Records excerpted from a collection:
_ _ _
PR #3395, opened 2026-07-13
improvement(soa): persist applicability and justification on the SoA answer

tofikwest:
## Summary

Makes Statement of Applicability answers first-class, per-document records. Each control's **applicability** (Yes/No) and **justification** are now stored on the organization's own `SOAAnswer` for that document, alongside the existing answer text and versioning. `SOAFrameworkConfiguration` stays a shared template (control list, columns, objectives).

As a result, each organization's SoA — on screen, in the answered-count, and in the exported PDF — is derived entirely from that organization's own answers.

## What changed

**Data model**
_ _ _
**Task brief:**
Please repeat each entry exactly as written.

**Worked solution:**
PR #3395, opened 2026-07-13
improvement(soa): persist applicability and justification on the SoA answer

tofikwest:
## Summary

Makes Statement of Applicability answers first-class, per-document records. Each control's **applicability** (Yes/No) and **justification** are now stored on the organization's own `SOAAnswer` for that document, alongside the existing answer text and versioning. `SOAFrameworkConfiguration` stays a shared template (control list, columns, objectives).

As a result, each organization's SoA — on screen, in the answered-count, and in the exported PDF — is derived entirely from that organization's own answers.

## What changed

**Data model**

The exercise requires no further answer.